# Feeding fish to pigs?



## Farmerga (May 6, 2010)

Hello, I was walking around my farm the other day looking for possible food sources for my pig herd. I found several wild fruit trees and many oak and hickory trees that are full of mast. I then had a thought. I have a pond that is full of stunted little sunfish and "shiners" that can be easily caught (by the 100's) Do any of you know of any advantages/ disavantages of feeding these fish to my pigs. I was thinking that I could feed them to the young growers, up to about a month prior to harvest, and breeders.


----------



## KSALguy (Feb 14, 2006)

fish would up their protien quite a bit, i wouldnt give them BULK fish but as a suppliment, along with any of the fruit and acorns you can gather along with what ever grain and scraps you feed, Fish is also a good source of protien for chickens if you have them,


----------



## Rogo (Jan 1, 2006)

=== fish would up their protien quite a bit....Fish is also a good source of protien for chickens ===


Since I don't like fish, what will it do to the taste of the pork and the eggs from the chickens. I've heard it can really take over, although I don't know how much was fed.


----------



## KSALguy (Feb 14, 2006)

i dont think it would flavor the pork much unless you fed ALOT like if you fed it as the main or ONLY thing the pigs ate, 

as to Eggs, fish meal is a common part of alot of chicken feeds already, again the only way your going to get a fishy flavor is if you fed a large portion of fish to the birds, as long as they have a good grain mix and access to free range helps alot too, but a couple good sized fish a week (depending on how large of a flock is being fed) wont chainge the flavor of eggs meat, 
i would much rather use fish for a protien base than Soy, i am not a fan of soy in any animal feed


----------



## bruceki (Nov 16, 2009)

I've fed quite a bit of fish to my pigs. In quantities it can introduce an off flavor to the pork, but for breeding stock -- gestating or nursing sows -- they really enjoy it and fight over it, choosing the fish over most other food presented to them. 
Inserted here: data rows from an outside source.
PR #7804, opened 2025-09-30
DataTable - add resizer theme objects for t-shirt values

jcfilben:
#### What does this PR do?
Adds theme objects for the DataTable resizer margin and padding.

I adjusted the margin from -12px to -11px because the border was sometimes getting cut off since the resizer has 24px width and the border is 1px. We want the center of the resizer to align with the edge of the cell. So we divide the resizer width by 2 and subtract 1 to account for the border width. The -11px margin-right value means that the border ends up at the edge of the cell and doesn't get cut off.

Yes, theme props should be marked as beta

backwards compatible

### DIFF
--- a/src/js/themes/base.js
+++ b/src/js/themes/base.js
@@ -1127,9 +1127,6 @@ export const generate = (baseSpacing = 24, scale = 6) => {
         //     size: undefined,
         //   },
         // },
-        margin: {
-          right: '-11px', // offset 12 px padding + 1px border
-        },
         padding: {
           vertical: 'xsmall',
         },
--- a/src/js/themes/base.js
+++ b/src/js/themes/base.js
@@ -1127,6 +1127,12 @@ export const generate = (baseSpacing = 24, scale = 6) => {
         //     size: undefined,
         //   },
         // },
+        margin: {
+          right: '-11px', // offset 12 px padding + 1px border
+        },
+        padding: {
+          vertical: 'xsmall',
+        },
       },
       search: {
         pad: {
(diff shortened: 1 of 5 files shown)


britt6612 (approved):

src/js/themes/base.js
```diff
@@ -1127,6 +1127,12 @@ export const generate = (baseSpacing = 24, scale = 6) => {
         //     size: undefined,
         //   },
         // },
+        margin: {
+          right: '-11px', // offset 12 px padding + 1px border
```
MikeKingdom: Can this be calculated instead? Don't we do this for secondary buttons?

jcfilben: Good call, just pushed up changes

MikeKingdom: The border width is 1 because the default border size is `theme.global.borderSize['xsmall']`. Whether there is a border seems to come from `theme.dataTable.resize.border` and the border has a `side`. To be accurate and correctly respond to theme settings shouldn't we get that width from here instead of assuming 1px?

jcfilben: Just pushed up a fix to use `theme.global.borderSize.xsmall` instead of `1px`. 

Border size 'xsmall' didn't change with the hpe v7 t-shirt sizes so I did not pull this out as a theme variable and just referenced `theme.global.borderSize.xsmall` directly in the resizer code.

jcfilben: My latest push also includes a fix for `theme.dataTable.resize.border.side = 'start'`, which was previously not working

MikeKingdom (approved):
Thanks!

PR #7808, opened 2025-10-06
(fix): #6991 undefined error of DataChart horizontal bar when the inp…

avantikacode:
#### What does this PR do?

This PR fixes a critical bug in the DataChart component where passing a single data point would cause an "undefined error: Cannot read properties of undefined" instead of rendering a horizontal bar as expected. The fix ensures that DataChart properly handles single data points by adding special case logic in the renderValue function to use the correct data index.

Start by reviewing the changes in src/js/components/DataChart/DataChart.js in the renderValue function (lines 548-571). The key change is the addition of a special case that ensures single data points always use index 0 when accessing data properties, preventing out-of-bounds access that caused the undefined error.

The existing DataChart test suite was run, specifically the "single" test case
The test now passes without the undefined error
Verified that the component renders correctly with single data points
Additional improvements were made to the Chart component's axis generation logic for better single data point handling

1. Create a DataChart component with a single data point:

`<DataChart
  data={[{ value: 10, label: 'Single Point' }]}
  series={['value']}
  axis={{ x: 'label', y: 'value' }}
/>`

2. Verify that:
- No undefined errors are thrown
- A horizontal bar is rendered
- The chart displays the single data point correctly
- Axis labels are properly rendered

[x] screen is used for querying.
[x] The correct query is used. (Refer to this list of queries)
[x] asFragment() is used for snapshot testing.

The issue occurred because when DataChart has only one data point, the axis generation logic creates multiple axis values (0 and 1) to provide a visual range, but the data array only contains one element at index 0. When the renderValue function tried to access data[1], it returned undefined, causing the error. The fix ensures that for single data points, we always use the valid data index (0) regardless of the axis value.

Fixes the issue where DataChart throws "undefined error: Cannot read properties of undefined" when data length is 1, preventing the component from rendering a single horizontal bar as expected.

Data provided: 

  const data = [
    { date: "2020-08-20", amount: 22 },
    // { date: "2020-08-21", amount: 33 },
    // { date: "2020-08-22", amount: 44 }
  ];

image

No, this is a bug fix that doesn't change the API or expected behavior of the DataChart component.

Yes, this should be mentioned as a bug fix in the release notes since it resolves a critical error that prevented DataChart from working with single data points.

This is a backwards compatible bug fix. It doesn't change the component's API or expected behavior - it only fixes the undefined error that was preventing the component from working correctly with single data points.


avantikacode:
Checking why the build failed

avantika-msr:
@britt6612, @jcfilben I have added the fix to this issue ([https://github.com/grommet/grommet/issues/6991](url)) here. Could you please review once and let me know. Thanks!

britt6612:
@avantikacode We will be doing reviews mid October, thank you for contributing!

britt6612:
@avantika-msr 

Hello sorry for the delay but can you help me understand the problem 

I have the following in my code:

```
import React from 'react';

import { Box, DataChart } from 'grommet';

const data = [
  { date: '2020-08-20', amount: 22 },
  // { date: "2020-08-21", amount: 33 },
  // { date: "2020-08-22", amount: 44 }
];

export const Simple = () => (
  // <Grommet theme={grommet}>
  <Box align="center" justify="start" pad="large">
    <DataChart data={data} series={['date', 'amount']} />
  </Box>
  // </Grommet>
);

export default {
  title: 'Visualizations/DataChart/Simple',
};

```

however this is what I see rendered

Screenshot 2025-10-29 at 12 20 54 PM


I just want to make sure I understand the bug. I do not see a 
`"undefined error: Cannot read properties of undefined" `

PR #7931, opened 2026-04-15
fix(FormField): link error message to input via aria-describedby

### LINKED ISSUE #7927: FormField: error message should be linked to input via aria-describedby

Yes

### Expected Behavior

When a FormField has an error prop, the error message element should have a generated id (e.g. grommet-{id}__error) and the input should have aria-describedby pointing to it. This way a screen reader user landing on an invalid field will automatically hear the error message text, not just that the field is invalid.

### Actual Behavior

aria-invalid="true" is correctly set on the input, but the error message has no id and the input has no aria-describedby. The screen reader user is told the field is invalid but is not read the error message.

_No response_

### Steps to Reproduce

Render a FormField with an error prop. Inspect the error message element — no id attribute. Inspect the input — no aria-describedby attribute.

### Your Environment

latest grommet

akinshaywai:
## Summary

Fixes #7927.

When a `FormField` has an `error` prop and an `htmlFor` prop, screen readers now automatically read the error text when the invalid field is focused.

## What changed

**`FormField.js`**

1. The error `Message` element receives `id="grommet-{htmlFor}__error"` when both `error` and `htmlFor` are present.
2. The `Input` component receives `aria-describedby="grommet-{htmlFor}__error"` when in error state, falling back to any caller-supplied `aria-describedby` when there is no error.
3. The `Message` component now correctly places any `id` prop on the **outermost** rendered element in both the plain and icon/container variants.

## Before / After

| | Before | After |
|---|---|---|
| Input | `aria-invalid="true"` (no `aria-describedby`) | `aria-invalid="true" aria-describedby="grommet-email__error"` |
| Error message | no `id` | `id="grommet-email__error"` |
| Screen reader | announces "invalid" — no error text | announces "invalid — Please enter a valid email address" |

## Test plan

- [ ] Render a `FormField` with `htmlFor="email"` and `error="Please enter a valid email address"`
- [ ] Inspect the input — confirm `aria-describedby="grommet-email__error"` is present
- [ ] Inspect the error message element — confirm `id="grommet-email__error"` is present
- [ ] Tab to the field with VoiceOver or NVDA — confirm the error text is announced automatically
- [ ] Confirm no change when `error` is absent (no `aria-describedby` added)


britt6612:
@akinshaywai thanks for getting this started!
Can you look at the comments that co-pilot left I believe there are some valid points also looks like there are some linting errors

```
/home/circleci/grommet-ci/src/js/components/FormField/FormField.js
  147:12  error  Do not nest ternary expressions                      no-nested-ternary
  158:9   error  Do not nest ternary expressions                      no-nested-ternary
  357:28  error  'adjustedHtmlFor' was used before it was defined     no-use-before-define
  708:1   error  This line has a length of 81. Maximum allowed is 80  max-len
```

Sulaymon333:
@britt6612, I pushed a follow-up [commit](https://github.com/grommet/grommet/pull/7931/changes/0df37625146b9c24e723ba8e8162468dae8a2ce9) that extends this fix beyond the specific issues caught by copilot - the same "last spread wins" issue existed in 3 more places found doing a broader audit:

1. Internal `Input` fallback (what you flagged) — now merges `aria-describedby` instead of replacing it, so any caller-supplied value is preserved alongside the error id.
2. The error `Message`'s theme props (`{...formFieldTheme.error}`) were spread after the computed `id` - a theme with an `id` key would have silently broken the accessibility link. Fixed by reordering.
3. Same issue in the icon/container `Message` variant (`{...containerProps}`).
4. The `aria-describedby` injected onto children (the `TextInput`/`Select` pattern) also overwrote instead of merged - fixed to space-join with any existing value, same as (1).
5. CI then caught a remount regression from (4) - cloning children changed their reconciliation key once an error appeared, wiping input state. Fixed by merging it into the existing `plain`/`focusIndicator`/`pad` `Children.map` pass instead of a separate one.

Test coverage: 5 tests covering the children pattern, the merge-not-overwrite behavior in both code paths (children and internal `Input`), custom (non-Grommet) input components correctly *not* being linked, and the remount regression in (5).

src/js/components/FormField/FormField.js
```diff
@@ -342,6 +352,11 @@ const FormField = forwardRef(
           invalid={!!error}
           name={name}
           label={component === CheckBox ? label : undefined}
+          aria-describedby={
+            error && htmlFor
+              ? `grommet-${adjustedHtmlFor}__error`
```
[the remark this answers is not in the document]
Sulaymon333: Resolved in this [commit](https://github.com/grommet/grommet/pull/7931/changes/0df37625146b9c24e723ba8e8162468dae8a2ce9) by reordering the `adjustedHtmlFor` computation above its first use.

src/js/components/FormField/FormField.js
```diff
@@ -342,6 +352,11 @@ const FormField = forwardRef(
...
+              : rest['aria-describedby']
+          }
           {...rest}
```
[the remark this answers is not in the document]
Sulaymon333: Resolved in this [commit](https://github.com/grommet/grommet/pull/7931/changes/0df37625146b9c24e723ba8e8162468dae8a2ce9)

src/js/components/FormField/FormField.js
```diff
@@ -687,7 +702,12 @@ const FormField = forwardRef(
           </>
         ) : undefined}
         {contents}
-        <Message type="error" message={error} {...formFieldTheme.error} />
+        <Message
+          type="error"
+          message={error}
+          id={error && htmlFor ? `grommet-${adjustedHtmlFor}__error` : undefined}
+          {...formFieldTheme.error}
```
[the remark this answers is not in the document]
Sulaymon333: Resolved in this [commit](https://github.com/grommet/grommet/pull/7931/changes/0df37625146b9c24e723ba8e8162468dae8a2ce9)

britt6612:
@sulaymon-tajudeen-hpe thank you can you look into the test that is failing please?

Sulaymon333:
> @sulaymon-tajudeen-hpe thank you can you look into the test that is failing please?

The failing test is fixed now.

Sulaymon333:
Follow-up (out of scope here): 

I notice `aria-invalid` is only set on the no-children/internal-`Input` pattern, and not on the children pattern (`<FormField error><TextInput/></FormField>`), which is quite common usage. This is a pre-existing issue, not introduced by this PR. 

Worth a separate issue since `aria-invalid` is a distinct a11y signal (state) from `aria-describedby` (description) — We can have a look a follow up issue if it is worth separating otherwise, we can address in same PR since it is related enough.

cc: @jcfilben

britt6612:
Found a related gap while testing this: `aria-invalid` is only set on the internal `Input` wrapper (`FormField.js:204`) never on Grommet input children via the `cloneElement` path. So any `FormField` using `children` (`TextInput`, `MaskedInput`, `Select`, etc.) never gets `aria-invalid`, even with an active error.

Confirmed with VoiceOver on the Email field ( in the story `Input/Form/Controlled`, required error): it announces "Email, required, required, edit text" no "invalid data" at all. Users get no signal the field actually failed validation.

Since this directly affects the accessibility outcome we're fixing here, would you mind adding `aria-invalid` alongside `aria-describedby` in the same `cloneElement`?

Sulaymon333:
`aria-invalid` added via this [commit](https://github.com/grommet/grommet/pull/7931/changes/e1a808d847021f87f2be45c9aaec9489d417b673)

britt6612:
@Sulaymon333 thank you for adding that now the voice over is clear in saying "email required, required invalid data"

britt6612 (approved):

src/js/components/FormField/FormField.js
```diff
@@ -137,24 +137,40 @@ const Message = ({ error, info, message, type, ...rest }) => {
...
+    }
+    if (id) {
+      return typeof message === 'string' ? (
+        <Text id={id} {...contentRest}>
+          {message}
+        </Text>
+      ) : (
+        <Box id={id} {...contentRest}>
+          {message}
+        </Box>
```
MikeKingdom: This is a bit of awkward duplication and you basically do this work earlier but throw it away to add the id. Seems like this can be turned into a local component instead and used at line 158 and 163.

src/js/components/FormField/FormField.js
```diff
@@ -288,62 +304,133 @@ const FormField = forwardRef(
...
+    const errorId =
+      error && htmlFor ? `grommet-${adjustedHtmlFor}__error` : undefined;
+
+    // Combines aria-describedby linking and plain/focusIndicator/pad
+    // defaults into one Children.map pass, not two. The pass must always
+    // run the same way regardless of `error`, or the child's reconciliation
+    // key changes between renders - remounting it and losing state (e.g. a
+    // typed value) right when the error appears.
+    let contents;
+    if (children) {
```
MikeKingdom, line 393: This whole block of added code is hard to validate that it doesn't have a regression. Any way to simplify this whole area or break it up into easy to understand functions? It seems like alot of it mainly moved around so it's hard to analyze what bits are the new/different ones

Sulaymon333:
@MikeKingdom I have addressed both comment via this [commit](https://github.com/grommet/grommet/pull/7931/changes/ba1682121820d7f70dcd49ebbda210776524cae5)

src/js/components/FormField/FormField.js
```diff
@@ -297,53 +378,70 @@ const FormField = forwardRef(
...
-                  ? formFieldTheme?.checkBox?.pad
-                  : undefined,
-            });
-          }
-          return child;
-        })) ||
-      children;
+        const isInputComponent =
+          grommetInputNames.indexOf(child.type.displayName) !== -1;
+        if (!isInputComponent) return child;
```
MikeKingdom: Can probably simplify this to the following. It also helps minimize the multiple returns which can be a bug waiting to happen.
```jsx
        if (!child || !child.type ||
          grommetInputPadNames.indexOf(child.type.displayName) !== -1
        ) {
          return child;
        }
        
        if (themeBorder) {
          wantContentPad = true;
        }
```

src/js/components/FormField/FormField.js
```diff
@@ -193,6 +204,50 @@ const Input = ({ component, disabled, invalid, name, onChange, ...rest }) => {
...
+  )
+    return {};
+  return {
+    plain: true,
+    focusIndicator: !containerFocus,
+    pad:
+      'CheckBox'.indexOf(child.type.displayName) !== -1
+        ? formFieldTheme?.checkBox?.pad
+        : undefined,
+  };
```
MikeKingdom:
```suggestion
  return (
    !themeBorder ||
    child.props.plain !== undefined ||
    child.props.focusIndicator !== undefined
  )  ? {} :
  {
    plain: true,
    focusIndicator: !containerFocus,
    pad:
      'CheckBox'.indexOf(child.type.displayName) !== -1
        ? formFieldTheme?.checkBox?.pad
        : undefined,
  };
```

MikeKingdom (commented):
Looking better. I think it could still use a little simplification and I definitely still need to test it

src/js/components/FormField/FormField.js
Sulaymon333: Applying the code suggestion above produces a snapshot diff that breaks current implemnetation. 

So, I implemented code deduplication for instances when `child` is returned by getting rid of `isInputComponent ` and utilize `isGrommetInput()` instead, see this [commit](https://github.com/grommet/grommet/pull/7931/changes/372517e2d282e51cbb9340569f2374925d73a4ee)

```js
if (!child || !child.type || !isGrommetInput(child.type)) return child;
```

Sulaymon333:
Also cleaned up two nearby patterns discovered during audit (labelStyle's if/else and isFileInputComponent's empty-if-body side-effect trick) - both zero-behavior-change, verified against the full test suite with no snapshot diff.

commit - https://github.com/grommet/grommet/pull/7931/changes/5613127f50a189d7c62d7d14a5d363542d8dafc1

MikeKingdom (approved):

jcfilben (commented):
I'm not seeing the aria-described by coming through and the screenreader output doesn't read out the error message when the input is focused

Image
Image

jcfilben:
It looks like this is just an issue with the Form/Aggregate Validation story because the story doesn't use the error prop

Sulaymon333:
> It looks like this is just an issue with the Form/Aggregate Validation story because the story doesn't use the error prop

updated story to use `error` prop via this [commit](https://github.com/grommet/grommet/pull/7931/changes/0a9f057b87df936fb29b3bc8b9098af76f6844b5)

jcfilben (approved):

PR #7934, opened 2026-04-18
fix(DataTable): add aria-sort="none" and aria-hidden for unsorted columns

### LINKED ISSUE #7924: DataTable: sortable columns missing aria-sort="none" and unsorted icon should be aria-hidden

Yes

### Expected Behavior
Two related fixes needed for sortable columns that are not currently sorted:

The <th> element should have aria-sort="none" so AT users can discover the column is sortable before interacting with it. Currently only "ascending" and "descending" are set in Header.js the unsorted state is omitted entirely.

The neutral ↕ sort indicator icon shown on unsorted sortable columns should have aria-hidden="true". It is decorative in this context sortability will be communicated via aria-sort="none". Without aria-hidden, some AT may announce an unlabelled SVG since iconAriaLabel is undefined in this state.

### Actual Behavior

aria-sort is absent on sortable columns that are not currently sorted
The ↕ icon on unsorted sortable columns has no aria-hidden="true" and no label

n/a

### Steps to Reproduce

Render a DataTable with sortable columns. Inspect the <th> elements on unsorted columns — no aria-sort attribute is present and the sort icon SVG has no aria-hidden.

https://storybook.grommet.io/?path=/story/visualizations-datatable-sort--sort

### Your Environment

latest Grommet

mvanhorn:
Sortable columns that are not currently sorted were missing `aria-sort="none"`, so AT users couldn't discover that a column is sortable before interacting with it. The unsorted sort indicator icon was also exposed to assistive technology despite being decorative.

- Added `ariaSort = 'none'` in the unsorted-but-sortable branch of Header.js
- Added `aria-hidden={true}` on the sort indicator icon when no `aria-label` is set (unsorted state)

Follows the [WAI-ARIA sortable table pattern](https://www.w3.org/WAI/ARIA/apg/patterns/table/examples/sortable-table/).

Closes #7924

### DIFF
--- a/src/js/components/DataTable/Header.js
+++ b/src/js/components/DataTable/Header.js
@@ -381,6 +381,7 @@ const Header = forwardRef(
                     }
                   } else if (theme.dataTable.icons.sortable) {
                     Icon = theme.dataTable.icons.sortable;
+                    ariaSort = 'none';
                   }
                 }
 
@@ -404,7 +405,12 @@ const Header = forwardRef(
                       justify={align}
                     >
                       {content}
-                      {Icon && <Icon aria-label={iconAriaLabel} />}
+                      {Icon && (
+                        <Icon
+                          aria-label={iconAriaLabel}
+                          aria-hidden={!iconAriaLabel ? true : undefined}
+                        />
+                      )}
                     </Box>
                   </StyledHeaderCellButton>
                 );
--- a/src/js/components/DataTable/Header.js
+++ b/src/js/components/DataTable/Header.js
@@ -379,8 +379,10 @@ const Header = forwardRef(
                         messages,
                       });
                     }
-                  } else if (theme.dataTable.icons.sortable) {
-                    Icon = theme.dataTable.icons.sortable;
+                  } else {
+                    if (theme.dataTable.icons.sortable) {
+                      Icon = theme.dataTable.icons.sortable;
+                    }
                     ariaSort = 'none';
                   }
                 }
--- a/src/js/components/DataTable/Header.js
+++ b/src/js/components/DataTable/Header.js
@@ -316,6 +316,8 @@ const Header = forwardRef(
               units,
             }) => {
               let content;
+              const headerLabel =
+                typeof header === 'string' ? header : property;
               const unitsContent = units ? (
                 <Text {...textProps} {...theme.dataTable.header.units}>
                   {units}
@@ -390,6 +392,15 @@ const Header = forwardRef(
                 content = (
                   <StyledHeaderCellButton
                     plain
+                    a11yTitle={
+                      ariaSort === 'none'
+                        ? format({
+                            id: 'dataTable.sortable',
+                            messages,
+                            values: { label: headerLabel },
+                          })
+                        : undefined
+                    }
                     column={property}
                     fill="vertical"
                     focusIndicator={size ? 'inset' : undefined}
@@ -527,9 +538,7 @@ const Header = forwardRef(
                         onResize(prop, width);
                         updateWidths(prop, width);
                       }}
-                      headerText={
-                        typeof header === 'string' ? header : property
-                      }
+                      headerText={headerLabel}
                       messages={messages}
                       headerId={headerId}
                     />
--- a/src/js/components/DataTable/Header.js
+++ b/src/js/components/DataTable/Header.js
@@ -362,31 +362,27 @@ const Header = forwardRef(
               if (onSort && sortable !== false) {
                 let Icon;
                 let iconAriaLabel;
-                if (onSort && sortable !== false) {
-                  if (sort && sort.property === property) {
-                    Icon =
-                      theme.dataTable.icons[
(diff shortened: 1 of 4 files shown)


src/js/components/DataTable/Header.js
```diff
@@ -381,6 +381,7 @@ const Header = forwardRef(
                     }
                   } else if (theme.dataTable.icons.sortable) {
                     Icon = theme.dataTable.icons.sortable;
+                    ariaSort = 'none';
```
britt6612: @mvanhorn Thank you for jumping on this!

I think the `ariaSort` should be added outside the icon icon

```
} else {
  if (theme.dataTable.icons.sortable) {
    Icon = theme.dataTable.icons.sortable;
  }
  ariaSort = 'none'; // move here
}
```

mvanhorn:
Thanks @britt6612 - applied in 13c09e5. `ariaSort = 'none'` is now set outside the `theme.dataTable.icons.sortable` guard, so every sortable-but-unsorted column gets `aria-sort="none"` even when a theme omits the sortable icon. The icon assignment stays guarded as before.

britt6612:
@mvanhorn looks like the jest tests are failing you may have to run `yarn jest -u` also can we add a test for this behavior something along the lines of test `sortable columns have aria-sort="none" when unsorted`

mvanhorn:
Updated in 95c9788: ran `yarn jest -u` to regenerate the DataTable snapshots for the new `aria-sort` attribute, and added a `sortable columns have aria-sort="none" when unsorted` test that asserts both columns start with `aria-sort="none"` and the clicked column transitions to `"ascending"` while the other stays at `"none"`. Also signed off the two prior commits via rebase to clear the DCO check.

Verified locally: `yarn jest --testPathPatterns=DataTable-test` → 87 passed, 104 snapshots passed.

britt6612 (approved):

Sulaymon333 (commented):
Thank you @mvanhorn for working on this!

I tested `aria-sort="none"` with VoiceOver on Mac and it does not provide any signal that a column is sortable. According to the [MDN docs](https://developer.mozilla.org/en-US/docs/Web/Accessibility/ARIA/Reference/Attributes/aria-sort#none), "none" is the default value - meaning the column has no active sort. VoiceOver does not announce it, so users still can not discover a column is sortable without interacting with it. NVDA/JAWS may behave differently, but this leaves inconsistent behavior across platforms - which doesn't fully address the original issue.

Additionally, `aria-hidden` on the neutral sort icon is a good cleanup, but worth noting that the neutral sort icon (`theme.dataTable.icons.sortable`) is undefined in the base grommet theme today (it is [commented out in base.js](https://github.com/grommet/grommet/blob/master/src/js/themes/base.js#L1136)), so in practice there's no icon to hide for most users unless their theme explicitly sets one.

I did a quick research on an approach that more directly addresses the core problem in the [ticket](https://github.com/grommet/grommet/issues/7924) - making sortability discoverable to SR/AT users regardless of platform. The idea is to add an `aria-label` on the sort button itself with context-aware messaging:

- Unsorted column: the button announces "Sort by {visible column name}" - immediately telling the user the column is sortable and what action it performs
- Sorted column: the button announces "{visible column name}, ascending" or "{visible column name}, descending" - communicating both the column name and its current sort state

This also should includes an aria-live="assertive" region inside the button so that when a user activates sorting (via keyboard or click), the new sort state is announced immediately without requiring the user to navigate away and back.

The labels should use grommet's existing `MessageContext` / `format()` system with new i18n keys (sortBy, sortedAscending, sortedDescending), so they are fully customizable via the DataTable `messages` prop.

This approach should work reliably across VoiceOver, NVDA, and JAWS because it does not rely on `aria-sort` attribute interpretation - which varies by screen reader technologies - and instead provides explicit, actionable labels that all SR/AT can read. 

Happy to share a possible code implementation approach if needed.


**Sortable Table Example from APG `aria-sort` value definition** 

image


cc: @britt6612 @jcfilben @halocline

mvanhorn:
Thanks for testing with VoiceOver, that's a real gap. `aria-sort="none"` is deliberately not announced by most screen readers (it's the ARIA default state), so on its own it exposes the state programmatically but doesn't make sortability discoverable in VoiceOver.

Addressed in d0f3b27: unsorted sortable header buttons now carry an accessible name of "{label}, sortable" via a new `dataTable.sortable` message (so it's localizable and overridable through the existing `messages` prop). VoiceOver now announces e.g. "A, sortable, button" before any interaction, and once a column is sorted the announcement comes from `aria-sort` as before. Full test suite passes (1758 tests), with new assertions covering the accessible names.

mvanhorn:
Thanks! Moved the aria-sort assignment out of the icon block — it's now set to `'none'` on any sortable columnheader and overridden to `ascending`/`descending` when active, independent of whether the sort icon renders. Added a test.

britt6612:
closing in favor of https://github.com/grommet/grommet/pull/7988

Blog entries about feeding fish to the hogs. Here, here and here. 

Bruce / ebeyfarm.blogspot.com


----------



## Rogo (Jan 1, 2006)

=== i would much rather use fish for a protien base than Soy, i am not a fan of soy in any animal feed ===


Neither is fed to my house pets or livestock.


----------



## Ronney (Nov 26, 2004)

Rogo said:


> Neither is fed to my house pets or livestock.


Why not, at least as far as the fish is concerned? When we've been fishing the cats, dogs and pigs get their share of it and it is a good source of food.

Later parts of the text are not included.